The Mercedes-Benz EQS EV heralds a new kind of luxury in Singapore

BY Jonathan Lim

The Mercedes EQS is the electric equivalent to the S-Class and pushes the EV game on to new heights

As the company with the biggest model lineup of any car maker in the world, Mercedes-Benz has a competitor in practically every segment imaginable. Yet if there’s one kind of car they’re absolutely known for, it’s got to be their luxury sedans. And with the electric revolution heralding a reinvention of sorts of the entire automotive industry, this has got to be the most important car in Mercedes’s portfolio: the EQS. 

It’s just been launched in Singapore, the third in the Mercedes-EQ portfolio of EV models, after the EQC and EQA SUVs. Two variants are available, the EQS450+ at S$527,888, and the AMG EQS53 at S$753,888, both with COE.

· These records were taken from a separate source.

PR #865, opened 2024-12-05
Ship youth court fee

elken:
## Description of change

Deploy the changes for YCF

PR #867, opened 2024-12-05
CRM457-2303: Caseworker part 1 fixes

ivanELEC:
## Description of change

[Link to relevant ticket](https://dsdmoj.atlassian.net/browse/CRM457-2303)

## Notes for reviewer

- Take changes to additional_fees? check from enable PR (so we can test before enabling)
- Fix/add to existing additional_fees controller and system tests
- Fix logic on Additional Fee view model for assessed claims
- Split claim and data factories and fix associated tests

### DIFF
--- a/app/models/claim.rb
+++ b/app/models/claim.rb
@@ -102,7 +102,7 @@ class Claim < Submission
   private
 
   def youth_court_fee_claimed
-    data.fetch('include_youth_court_fee_original', data['include_youth_court_fee'])
+    data['include_youth_court_fee_original'] || data['include_youth_court_fee']
   end
 
   def granted_and_allowed_less_than_claim
--- a/app/models/claim.rb
+++ b/app/models/claim.rb
@@ -81,7 +81,6 @@ class Claim < Submission
     @rates ||= LaaCrimeFormsCommon::Pricing::Nsm.rates(data_for_calculation)
   end
 
-  # rubocop:disable Metrics/AbcSize
   def data_for_calculation
     {
       claim_type: BaseViewModel.build(:details_of_claim, self).claim_type.value,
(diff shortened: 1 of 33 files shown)


app/models/claim.rb
```diff
@@ -91,19 +91,24 @@ def data_for_calculation
...
-      assessed_youth_court_fee_included: data['youth_court_fee_adjustment_comment']&.present?,
+      assessed_youth_court_fee_included: data['include_youth_court_fee'],
       # :nocov:
     }
   end
-  # rubocop:enable Metrics/AbcSize
 
   private
 
+  def youth_court_fee_allowed
```
patrick-laa, line 104: I think this should be called `youth_court_fee_claimed`

app/view_models/nsm/v1/additional_fee.rb
```diff
@@ -39,7 +39,7 @@ def table_fields
         [
           I18n.t("nsm.additional_fees.index.#{type}"),
           format(claimed_total_exc_vat),
-          format(assessed_total_inc_vat.positive? ? assessed_total_inc_vat : nil),
+          format(any_adjustments? ? assessed_total_exc_vat : nil),
```
patrick-laa, line 42: Possibly worth adding a comment pointing out that for `any_adjustments?` to work we will have to set the `adjustment_comment` attribute on this class when instantiating it in `AdditionalFeesSummary`

patrick-laa (approved):

app/models/claim.rb
elken: I also preferred your data.fetch call

ivanELEC: will update on both counts

elken:
Just a heads up it looks like some of these fixes clash with what's on https://github.com/ministryofjustice/laa-assess-crime-forms/pull/865 so that will have to be rebased

app/models/claim.rb
```diff
@@ -102,7 +102,7 @@ def data_for_calculation
   private
 
   def youth_court_fee_claimed
-    data.fetch('include_youth_court_fee_original', data['include_youth_court_fee'])
+    data['include_youth_court_fee_original'] || data['include_youth_court_fee']
```
elken, line 105: Be aware that if this is false, it'll check the other value. I don't think it's what you want to do.

ivanELEC: true (which means somewhere also this is untested - will fix this to be more specific, tbh I'm pretty sure rubocop auto-changed this from code where I check specifically if data['include_youth_court_fee_original'] is nil using .nil?

patrick-laa: So this is only a problem if `include_youth_court_fee_original` is false but `include_youth_court_fee` is true, i.e. if the provider didn't claim the fee but the caseworker awarded it to them anyway. _At the moment_ this can't bite us because I don't think we intend to give caseworkers functionality do that, but it would be a kindness to our future selves to do this properly just in case requirements are added.

elken: This is being handled in https://github.com/ministryofjustice/laa-assess-crime-forms/pull/865 (for our future selves)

Both come with a 108kWh battery, the largest in our market at the moment. The EQS450+ has one motor driving the rear axle that produces 329hp and 565Nm, giving a top speed of 210km/h and 0-100km/h in 6.2 seconds.

The EQS53 meanwhile, as Mercedes-AMG’s first EV, has a reputation to live up to - its two motors give it all wheel drive, outputs of 650hp and a monster 950Nm, a top speed of 250km/h, and a century sprint timing of 3.8 seconds. However, activate the car’s Race Start mode, and it boosts power up to 751hp and 1020Nm, dropping that timing down to 3.4 seconds. Very impressive for a two and a half-tonne luxury limo designed for mile-munching comfort…

In terms of positioning, think of the EQS as the electric equivalent of the S-Class, although it shares no mechanical relation, and has radically different, more coupe-like styling. Unlike the EQC and EQA, which are electrified versions of the GLC and GLA respectively, the EQS is the first car to be built on Mercedes’s EVA (Electric Vehicle Architecture), a platform dedicated to large EV sedans and SUVs.

Over its seven generations, the S-Class has been known to be a pioneer for automotive technology, and the EQS is no different. Among its highlights are a number of industry-leading figures: it’s got the longest range of any production EV at the moment (up to 762km for the EQ450+), and it’s the most aerodynamic road car ever made, with a drag coefficient of just 0.20Cd.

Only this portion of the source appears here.